Out-of-the-box predictive maintenance for advanced machinery

The challenge: credible predictions from unpredictable data

Most predictive maintenance systems rely on machine learning models that are trained on the behaviour of a specific machine. These models learn to recognise early signs of a fault. This approach can be effective, but it is time-consing to develop and often out of reach for small or niche machinery manufacturers.

Anomalyse takes a different approach. Its general-purpose machine learning platform can interpret sensor data from an industrial machine it has never seen before. It quickly learns what normal behaviour looks like and identifies patterns that suggest a fault may be developing.

However, proving that a general-purpose model works is challenging. Machine-specific models can be tested against known historical faults, showing that the model would have detected them. Anomalyse’s platform learns normal behaviour directly from live machine data. This means customers must trust that it can identify emerging faults without being trained on examples of failure.

Anomalyse’s customers needed confidence that:

  • the platform performs as claimed, and
  • their sensor data, which can vary widely in sensitivity, calibration accuracy, and reliability, is sufficient to produce meaningful insights.

To address this, Anomalyse needed a credible and validated use case that showed its platform could deliver trustworthy insights straight out of the box.

The solution: a machine failure test

Through AMPI’s Innovation for Machinery (I4M) funding, Anomalyse tested its platform on the National Physical Laboratory (NPL)’s in-house CNC milling machine. CNC milling machines are widely used in manufacturing and represent the type of industrial asset the platform is designed to support.

NPL installed two sets of vibration sensors on the machine:

  • one high-grade set, and
  • one low-cost set with lower performance.

The sensors were positioned side by side. This allowed a direct comparison of higher-quality and lower-quality data from the same machine, operating under the same conditions.

During the test, NPL gradually reduced the grip of the machine’s vice over successive milling runs. This simulated a realistic industrial fault that would eventually lead to a part slipping or a manufacturing process failing.

NPL colleagues measured the characteristics of the fault using a well-established vibration data analysis technique. This provided a robust reference point against which Anomalyse could compare the outputs from its own platform.

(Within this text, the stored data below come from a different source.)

Issue #247, opened 2020-08-19
Support passing an imagePullSecret in a run collector


marccampbell:
A run collector can only use public images today. It would be useful if the run collector schema supported an optional imagePullSecret to be added to the podSpec when creating. 

Additionally, it would be useful if the run collector could include the secret data (useful to templated and generated credentials). In this case, the run collector in troubleshoot would have to dynamically create the secret in the namespace (giving it a random name), and then using that generated secret name as the imagePullSecret in the podSpec. The secret should be deleted when completed.

matias-manavella-nimble:
@marccampbell Hi Marc, I'm about to start working on this. I am thinking of defining a new set of specs for the run collector as follows:

A) If pod is going to use an existing secret: 
```YAML
- run:
        imagePullSecret:
            name: secrets_name
        collectorName: "run-ping"
        ...
```
B) If instead we want to create the secret (I used the example form: https://kubernetes.io/docs/tasks/configure-pod-container/pull-image-private-registry/):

The impact: evidence to take to customers

The project showed that Anomalyse’s platform:

  • detected the fault correctly, producing results consistent with NPL’s vibration measurements,
  • delivered valuable anomaly detection even when using lower-quality sensor data, and
  • provided more detailed insights as data quality improved.

For example, data from the higher-quality sensors showed a clear step change in the platform’s “error score” each time the vice was loosened. This type of information could be used to estimate how close a machine is to failure, rather than simply identifying that something is wrong.

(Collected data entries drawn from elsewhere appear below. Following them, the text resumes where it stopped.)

PR #259, opened 2020-09-10
fixEmptyKeySecret

### LINKED ISSUE #258: Secret collector always has empty key in result
Running the following Secret collector returns the json result below with key an empty string.

```yaml
kind: Collector
metadata:
  name: sample
spec:
  collectors:
    - secret:
        namespace: default
        name: my-secret
        key: password
        includeValue: true
```

```json
{
  "namespace": "default",
  "name": "my-secret",
  "key": "",
  "secretExists": true,
  "keyExists": true,
  "value": "mypass"
}
```

manavellamnimble:
@areed Hi Andrew, the 'key' field was missing in the foundsecret struct. I ran it locally and got:

```json
{
  "namespace": "default",
  "name": "mysec",
  "key": ".dockerconfigjson",
  "secretExists": true,
  "keyExists": true,
  "value": "{...}"
}
```

Closes #258

### DIFF
--- a/pkg/collect/secret.go
+++ b/pkg/collect/secret.go
@@ -83,6 +83,7 @@ func secret(ctx context.Context, client *kubernetes.Clientset, secretCollector *
 	secret := FoundSecret{
 		Namespace:    found.Namespace,
 		Name:         found.Name,
+		Key:          secretCollector.Key,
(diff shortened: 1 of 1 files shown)


manavellamnimble:
Closes #258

Anomalyse can now demonstrate to customers that its platform can extract meaningful signals from sensor data without explicit training, even when that data is low-grade.

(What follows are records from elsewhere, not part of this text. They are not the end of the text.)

PR #626, opened 2022-07-19
add instructions to cross-compile with Go

adamancini:


xavpaice (approved):
Looks good, tested the updated process and ran the binary on Centos to confirm.

PR #643, opened 2022-08-02
Fix the saving log process

YoyoTT:
With this change, log error message could be saved to disk.


YoyoTT:
Could anyone please review this pr and feel free to leave comments! Thanks!

divolgin:
@YoyoTT thanks for the submission.  Can you give an example of what this fixes?  Looking at that code block, my first thought is that we should remove the nested `if` statement and ignore the error from saving.

YoyoTT:
> @YoyoTT thanks for the submission. Can you give an example of what this fixes? Looking at that code block, my first thought is that we should remove the nested `if` statement and ignore the error from saving.
 
Yeah, I think both of us are trying to fix the same error.  Without this change, it returns and this loop is done so that that podLog isn't save into `output` map and we could not get either log or error message.

divolgin:
OK, that's what I thought.  I'll merge it.

divolgin (approved):

PR #644, opened 2022-08-03
Allow custom messages to be passed if a deployment/statefulset is absent

### LINKED ISSUE #657: Add analyzer that checks for deployment name
## Problem to solve (Required)
- Warn users when ECKO is not installed. related issue: https://app.shortcut.com/replicated/story/47998/analyzer-spec-warn-when-ekco-is-not-installed-in-a-kurl-cluster

## Proposal

- The current [deployment status](https://troubleshoot.sh/docs/analyze/deployment-status/) configures outcomes based on replicaSet count. 
  - When an deployment doesn't exist, then it shows an error.
  - The error is not a configurable outcome. A warning is preferred to resolve the related issue: https://app.shortcut.com/replicated/story/47998/analyzer-spec-warn-when-ekco-is-not-installed-in-a-kurl-cluster
- Ideas
  - Add a new analyzer that checks if a resource exists by specific attributes like names, labels, or annotations 
  - Modify deployment status analyzer to allow handling "doesExist" condition 

## Further details

- Deployment status analyzer [source code](https://github.com/replicatedhq/troubleshoot/blob/af1afd09ca79a45b5d826f3afd7dc3b753da1ac8/pkg/analyze/deployment_status.go#L48)
  - links to the failure condition that's triggered when a deployment doesn't exist 

## Impact (importance/urgency) (Required)

* Replicated impact: Reduced support overhead 
* Vendor impact: Faster issue resolution 
* End-user impact: Faster issue resolution 

## What does business success look like, and how can we measure that?

- 50% reduction in issues caused by lack of ECKO operator 

## Links / references

- Slack [discussion](https://replicated.slack.com/archives/C0PHDRHJ9/p16535859031497390)

danj-replicated:
This is an attempt to address internal shortcut 49195. 

We would like to be able to add custom messages when a deployment (e.g EKCO) is absent from the cluster to better explain how to resolve it's absence.

This change introduces a new special keyword "absent" that can be used in the "When" statement in a deploymentStatus or statefulSetStatus analyzer to allow absent deployments and statefulsets to be handled with custom messages.

for example:
```yaml
kind: SupportBundle
metadata:
  name: example
spec:
  analyzers:
    - deploymentStatus:
        name: ekc-operator
        namespace: kurl
        outcomes:
          - fail:
              when: "absent"
              message: "The ekc-operator deployment is not instaled. Without it, this cluster may not behave as intended"
```

While the change acheives this objective, I do have some reservations that I'd like to discuss:

- currently the `when: "absent"` statement would need to be the first outcome for an analyzer due to how I'm catching it. comments on how I can improve this would be greatly appreciated.
- I'm currently having to repeat a block to allow for the default `the <resource> <name> does not exist` for each warn|pass|fail outcome when we aren't specifically looking for the absence of a deployment. I'd like to reduce this repitition if possible.

### DIFF
--- a/pkg/analyze/common_status.go
+++ b/pkg/analyze/common_status.go
@@ -59,7 +59,7 @@ func commonStatus(outcomes []*troubleshootv1beta2.Outcome, name string, iconKey 
 
 			if exists == false  && outcome.Warn.When != "absent" {
 				result.IsFail = true
-				result.Message = fmt.Sprintf("The %s %s was not found", resourceType, name)
+				result.Message = fmt.Sprintf("The %s %q was not found", resourceType, name)
 				result.URI = outcome.Fail.URI
 				return result, nil
 			}
@@ -95,7 +95,7 @@ func commonStatus(outcomes []*troubleshootv1beta2.Outcome, name string, iconKey 
 
 			if exists == false  && outcome.Pass.When != "absent" {
 				result.IsFail = true
-				result.Message = fmt.Sprintf("The %s %s was not found", resourceType, name)
+				result.Message = fmt.Sprintf("The %s %q was not found", resourceType, name)
 				result.URI = outcome.Fail.URI
 				return result, nil
 			}
--- a/pkg/analyze/common_status.go
+++ b/pkg/analyze/common_status.go
@@ -21,7 +21,7 @@ func commonStatus(outcomes []*troubleshootv1beta2.Outcome, name string, iconKey 
 		if outcome.Fail != nil {
 
 			// if we're not checking that something is absent but it is, we should throw a default but meaningful error.
-			if exists == false  && outcome.Fail.When != "absent" {
+			if exists == false && outcome.Fail.When != "absent" {
 				result.IsFail = true
 				result.Message = fmt.Sprintf("The %s %q was not found", resourceType, name)
 				result.URI = outcome.Fail.URI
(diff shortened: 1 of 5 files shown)


edgarlanting (commented):
@danj-replicated Based on my understanding of the original shortcut and when we discussed this, it's what we're looking for. I would say that keeping it like this will make sure its better to adjust where needed. Personally I think its a good approach and I'm curious as to what @diamonwiggins thinks of the change.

This evidence base is expected to be a significant competitive advantage. It will help Anomalyse engage with customers ranging from large manufacturers with advanced monitoring systems to small and medium-sized enterprises with more basic setups. This is particularly important in a predictive maintenance market forecast to reach $60 billion globally by 2030.

What our collaborators said

Daniel Povey, Manufacturing Metrology Senior Scientist at NPL, said:

“The tests showed Anomalyse could predict the fault, even with relatively low-quality sensor data, and could offer more detailed insights with higher-quality sensors. These results will allow Anomalyse to have more nuanced conversations with customers about the level of data quality needed for the insight they want. This will help them maximise the benefit of predictive analysis tools such as those from Anomalyse.”

James Rynn, CEO and Co-founder of Anomalyse, said:

“The key value for us is credibility. This is independent, academically grounded validation that what we are building produces sensible, trustworthy outputs. As a new business, we do not yet have years of customer track record, but this gives us evidence we can stand behind when speaking to customers and investors. It is still early days, but I am confident this work will be important for future commercial opportunities.”

Supporting manufacturers across the UK

For machinery manufacturers in Greater Manchester and across the UK, Anomalyse is working to make predictive maintenance more accessible. The platform reduces the need for expensive instrumentation while increasing trust and reliability.

By lowering barriers to adoption, this approach can help manufacturers of all sizes reduce waste and downtime caused by machine drift and faults.